L’ASSEMBLEA DEI SOCI ACT DELIBERA LA PROPOSTA DI
RIORGANIZZAZIONE PRESENTATA DAL PRESIDENTE MALAGOLI

Reggio Emilia, venerdì 11 luglio 2008 – Riunitasi nel pomeriggio di ieri, giovedì 10 luglio, presso la sede di via del Chionso, l’Assemblea dei Soci Proprietari di Act ha avuto modo di analizzare e dibattere il progetto di riorganizzazione dell’Azienda Consorziale Trasporti di Reggio Emilia presentato dal presidente Angelo Malagoli e dalla direzione di Act, che è infine stato deliberato all’unanimità.

La riorganizzazione di Act – che prelude a un miglioramento della qualità dei servizi di trasporto pubblico del territorio reggiano - si articolerà in quattro fasi principali da sviluppare simultaneamente:
  1. la costituzione di un’unica Società Ferroviaria regionale passeggeri e merci attraverso la cessione del settore ferroviario di ACT e della maggioranza delle azioni della Dinazzano Po S.p.A a FER (Ferrovie Emilia Romagna). L’accordo, che vale circa 36 mln/€, prevede che uno dei 3 membri del Cda FER sia designato da ACT e che la scelta dell’Amministratore delegato avvenga di comune accordo (il Presidente sarà nominato dalla Regione, sentiti i pareri dei soci), così come saranno concertati il piano industriale e i patti parasociali. Analoghi accordi varranno anche per la gestione della Dinazzano PO S.pA. nella quale ACT avrà comunque un ruolo di primo piano;

  2. la trasformazione di Autolinee dell’Emilia in un’azienda autonoma e completa, specializzata nei servizi di trasporto pubblico locale, efficiente e competitiva. AE diventerà pertanto proprietaria dei beni funzionali (bus e attività di manutenzione, infrastrutture comprese che acquisterà da Act), titolare dei ricavi tariffari e sarà strutturata con risorse umane adeguate. A questo riguardo, giova ricordare che nelle settimane scorse è già stato siglato un accordo quadro fra Proprietà e Sindacati che definisce tempi e modalità della trasformazione. L’operazione avrà un valore di 13,5 mln/€;

  3. il consolidamento di TIL Trasporti Integrati e Logistica S.r.l e di CAT Consorzio degli Acquisti dei Trasporti. La prima, come azienda dedicata a servizi e trasporti specializzati e complementari alla mobilità, strutturata in funzione della liberalizzazione dei servizi anche in questo settore e proprietaria dei beni funzionali (che acquisterà da Act). Il secondo, in qualità di consorzio fornitore di servizi (acquisti, appalti, ecc.) alle società del Gruppo. L’operazione avrà un valore di 1,6 mln/€;

  4. l’organizzazione di Act come vera e propria Agenzia della Mobilità, coerentemente a quanto previsto dalla deliberazione legislativa n. 70/2008 della Regione Emilia-Romagna di riordino in materia “misure per il riordino territoriale, l'autoriforma dell'Amministrazione e la razionalizzazione delle funzioni”.

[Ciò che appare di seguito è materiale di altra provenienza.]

PR #2370, opened 2015-06-20
[ESLint] - applying default usage of no-undef

bluong:
The rule disallows the usage of variables before they are defined

Invalid:
```javascript
function foo() {
  doStuff(a);
}
```

Valid:
```javascript
function foo() {
  var a = ...;
  doStuff(a);
}
```

### DIFF
--- a/.eslintrc
+++ b/.eslintrc
@@ -1,8 +1,18 @@
 {
+  "env": {
+    "browser": true,
+    "jquery": true,
+    "node": true
+  },
+  "globals": {
+    "d3": true,
+    "Plottable": true,
+    "makeRandomData": true,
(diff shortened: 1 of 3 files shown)


.eslintrc
```diff
@@ -1,8 +1,18 @@
...
+  "env": {
+    "browser": true,
+    "jquery": true,
+    "node": true
+  },
+  "globals": {
+    "d3": true,
+    "Plottable": true,
+    "makeRandomData": true,
+    "deep_copy": true
```
aicioara: What method is this?

aicioara: However, not part of this PR

PR #3319, opened 2017-03-29
Configurable bar labels position

leebyp:
Allow positioning of labels on bar charts to be configurable with `.labelsEnabled(boolean, position)` where position can be `start`, `middle`, `end`, `outside`, and is relative to the baseline. Defaults to `end`.

_Note:_ I can't quite figure out why we have a difference between `labelContainerOrigin` and `labelOrigin` so have re-used the existing code as guidance.


leebyp:
[Positioned labels](https://394-16149854-gh.circle-artifacts.com/0/home/ubuntu/plottable/quicktests/dev/index.html#basic/label_bars)

themadcreator (changes requested):
_drawLabel is now like 200 lines long. Can you please extract those x/y positioning functions? I know they modify scope variables, but that method is just too huge.

src/plots/barPlot.ts
```diff
@@ -525,69 +534,126 @@ export class Bar<X, Y> extends XYPlot<X, Y> {
...
         } else if (barY < 0) {
           effectiveBarHeight = barY + barHeight;
         }
         const offset = Bar._LABEL_PADDING;
-        showLabelOnBar = measurement.height + 2 * offset <= effectiveBarHeight;
+        showLabelOnBar = (measurement.height + 2 * offset <= effectiveBarHeight)
+          && (this._labelsPosition !== LabelsPosition.outside);
+
+        const placeLabel = (position: "top" | "middle" | "bottom" | "outside-top" | "outside-bottom") => {
+          switch (position) {
```
hellochar: DRY the vertical and horizontal cases please, and move the label drawing logic into its own method imo

hellochar (changes requested):
I thought in the stacked case the designs called for per-stack labels to be centered in the stack, plus a total outside the stack, whereas this puts all of them on top? And then for stacks with only one stack, or normal bar charts (or clustered), we just show the value of the bar outside the bar?

leebyp:
@hellochar the positioning of the labels feels like a logical configuration point we can leave to the user

leebyp:
Extracting out the huge `drawLabel` to more specific methods. Some repetition in variables within the methods, but this avoid any subtle mutations and is now much more obvious which variables are being used in the calculations.

hellochar (approved):

hellochar:
@themadcreator wanna take a quick pass at this? Looks quite close so it'd be nice to get in for 3.1.0

themadcreator (approved):

PR #3325, opened 2017-04-06
Much faster entityNearest using a quadtree

### LINKED ISSUE #3307: Performance regressions on XYPlot.entityNearest
From gitter:

>  I have an XY chart with multiple datasets, and implement a tooltip. with beta.4 the performance started to get janky. Doing some profiling the hotspot looks like that in beta.2 the call to XYPlot.entityNearest was taking 0.5ms but with beta.4 the function is gone, and Plot.entityNearest takes 189ms (on same dataset)!!

themadcreator:
fixes #3307

### DIFF
--- a/src/plots/linePlot.ts
+++ b/src/plots/linePlot.ts
@@ -451,7 +451,7 @@ export class Line<X> extends XYPlot<X, number> {
 
     const chartBounds = this.bounds();
     this.entities().forEach((entity) => {
-      if (!this._entityVisibleOnPlot(entity, chartBounds)) {
+      if (!Utils.Math.within(entity.position, chartBounds)) {
         return;
       }
       const xDist = Math.abs(queryPoint.x - entity.position.x);
--- a/src/plots/plot.ts
+++ b/src/plots/plot.ts
@@ -164,7 +164,7 @@ export class Plot extends Component {
     selection = coerceExternalD3(selection);
     super.anchor(selection);
     this._dataChanged = true;
-    this._cachedEntityStore = undefined;
+    this._resetEntityStore();
     this._updateExtents();
     return this;
   }
@@ -244,7 +244,7 @@ export class Plot extends Component {
   protected _onDatasetUpdate() {
     this._updateExtents();
     this._dataChanged = true;
-    this._cachedEntityStore = undefined;
+    this._resetEntityStore();
     this.render();
   }
 
@@ -388,6 +388,7 @@ export class Plot extends Component {
    * Updates the extents associated with each attribute, then autodomains all scales the Plot uses.
    */
   protected _updateExtents() {
+    this._resetEntityStore();
     this._attrBindings.each((_, attr) => this._updateExtentsForAttr(attr));
     this._propertyExtents.each((_, property) => this._updateExtentsForProperty(property));
     this._scales().forEach((scale) => scale.addIncludedValuesProvider(this._includedValuesProvider));
@@ -700,7 +701,7 @@ export class Plot extends Component {
    * @return {Plots.PlotEntity[]}
    */
   public entities(datasets?: Dataset[]): Plots.IPlotEntity[] {
-    return this._getEntityStore(datasets).map((entity) => this._lightweightPlotEntityToPlotEntity(entity));
+    return this._getEntityStore(datasets).entities().map((entity) => this._lightweightPlotEntityToPlotEntity(entity));
   }
 
   /**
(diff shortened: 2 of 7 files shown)


themadcreator:
This is SOOO much faster, but there are a couple more things to do

- [ ] Don't rebuild quadtree while panning
- [x] Fix tests (???)

leebyp:
Note that for the 100k plot, the "rebuilding" of the tree is taking a good 400ms

EDIT: BAM! take out the getter which we don't need anymore because we nuke the cache, and it goes down to 40ms!

src/plots/plot.ts
```diff
@@ -388,6 +388,7 @@ export class Plot extends Component {
    * Updates the extents associated with each attribute, then autodomains all scales the Plot uses.
    */
   protected _updateExtents() {
+    this._resetEntityStore();
```
leebyp, line 398: why is this needed here now? isn't all we need done through the `scale.onUpdate`?

src/utils/entityStore.ts
```diff
@@ -3,95 +3,90 @@
...
+export class EntityStore<T extends IPositionedEntity> implements IEntityStore<T> {
   private _entities: T[];
+  private _tree: d3.Quadtree<T>;
 
   constructor() {
     this._entities = [];
+    this._tree = d3.quadtree<T>()
+      // int casting for faster computation. losing sub-pixel precision here is
+      // of no concern.
+      .x((d) => d.position.x | 0)
```
hellochar: nit: prefer Math.floor() to cast to int. Also do we know that casting to an int actually improves perf significantly?

src/utils/entityStore.ts
```diff
@@ -3,95 +3,90 @@
...
+    this._entities.push(...entities);
+    this._tree.addAll(entities);
   }
 
   /**
-   * Iterates through array of of entities and computes the closest point using
-   * the standard Euclidean distance formula.
+   * Looks up the nearest data point using the internal quadtree.
+   *
+   * Note that for performance reasons, the optional filter is **DESTRUCTIVE**
```
hellochar: So calling `entityNearest` mutates the quadtree? Is the expectation that this is only called once per call to addAll?

hellochar (approved):
Had some questions but looks good in general

leebyp (changes requested):
blocking for panning (and zoom?) throttling - unless the removal of the getter makes this fine

src/plots/plot.ts
themadcreator: Yeah, we can probably remove it but previously we were clearing the cache here and i didn't want to miss it if it was needed. Since "clearing the cache" is just setting to `undefined` it's not gonna be slow

src/utils/entityStore.ts
themadcreator: It does, which is why i made this comment. There are no guarantees about who will call entityNearest from the outside, but unfortunately creating a copy of the tree every time is quite expensive. What would be ideal is if we could just get the quadtree itself to do the filtering, but that's not how it's implemented

src/utils/entityStore.ts
themadcreator: Alright, i guess math.floor isnt so bad:

image

src/utils/entityStore.ts
themadcreator: Making a copy means this method takes 10-20msec, whereas without the copy it take <1msec. Thoughts?

src/plots/plot.ts
leebyp: we weren't clearing it here originally

themadcreator:
Remaining tasks are 
- [x] defer resetting entitystore on scale update
- [x] use bounds at entity store build time not nearest query time to avoid destructive update

src/plots/linePlot.ts
```diff
@@ -451,7 +451,7 @@ export class Line<X> extends XYPlot<X, number> {
 
     const chartBounds = this.bounds();
     this.entities().forEach((entity) => {
-      if (!this._entityVisibleOnPlot(entity, chartBounds)) {
+      if (!Utils.Math.within(entity.position, chartBounds)) {
```
leebyp, line 454: oh i guess we can just replace `this._entityVisibleOnPlot` with the math util in `plot.ts` too

src/utils/entityStore.ts
```diff
@@ -3,95 +3,94 @@
...
 }
 
 /**
- * Array-backed implementation of {EntityStore}
+ * Implementation of {IEntityStore} that uses an array for easy iteration as
+ * well as a quad tree for fast nearest-point queries.
+ *
+ * Note that if the position of your entities changes, you MUST rebuild the
+ * entity store for the `entityNearest` method to work since the quadtree does
+ * not know that its nodes have moved.
```
leebyp, line 58: `and may need to re-filter on the bounds`

leebyp (approved):

src/utils/entityStore.ts
themadcreator: yeah but im pretty clear about that in the comment on .addAll and entityNearest

src/plots/linePlot.ts
themadcreator: yeah i did that which is why i also had to change this here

Act continuerà a essere il fulcro del nuovo sistema e governerà il processo di trasformazione, conservando un ruolo forte e autorevole di regolatore pubblico con un proprio know-how e dando vita al tempo stesso a un sistema di imprese che agiscono nel libero mercato senza conflitti di interesse. Lo scorporo delle attività gestionali dirette consentirà un conseguente potenziamento del ruolo di progettazione e pianificazione, oltre a garantire più alti livelli di efficienza del servizio, che verrà svolto da società specializzate e autonome. L’intervento consentirà inoltre ad Act di non doversi più far carico del rischio imprenditoriale, che sarà sostenuto dalle singole imprese industriali cui verranno affidati i servizi.

Va sottolineato che la riorganizzazione non comporterà tagli al personale, ma solo un suo ricollocamento fra le varie Società del Gruppo.

Approvato il bilancio 2007, che presenta un disavanzo di 2,9 milioni di Euro (una cifra che risulta coperta da riserve e che dunque non graverà sui bilanci dei Comuni e della Provincia), l’Assemblea dei Soci ha inoltre esaminato la proposta di ricapitalizzazione di Act, necessaria a consolidare la situazione attuale dell’Azienda e alla partenza del progetto, nell’ottica di un risanamento economico che porterà a un equilibrio di bilancio finalmente strutturale. Come ha sottolineato il Presidente di Act Angelo Malagoli, non si tratta infatti di un provvedimento “tampone”, in quanto – consentendo una riorganizzazione che darà all’Azienda la possibilità di affrancarsi dalla gestione diretta del servizio e dal conseguente rischio d’impresa – non la esporrà più a rischi di deficit. Va inoltre detto che la manovra sarà molto meno impegnativa rispetto a quanto avrebbe potuto essere in passato, poiché la riorganizzazione consentirà di recuperare parte dell’importo stimato necessario proprio dalla riorganizzazione aziendale (scorporo del ramo ferroviario; cessione quote della Dinazzano Po e trasformazione di AE in azienda autonoma), richiedendo ai Soci Proprietari un impegno economico di 12 mln/€, da coprire ciascuno secondo la propria quota di proprietà di Act e con le opportune, specifiche gradualità, adottando cioè una tempistica flessibile, che tenga conto delle esigenze e volontà dei singoli Soci, che verranno individuate attraverso incontri ad hoc Act-Comuni.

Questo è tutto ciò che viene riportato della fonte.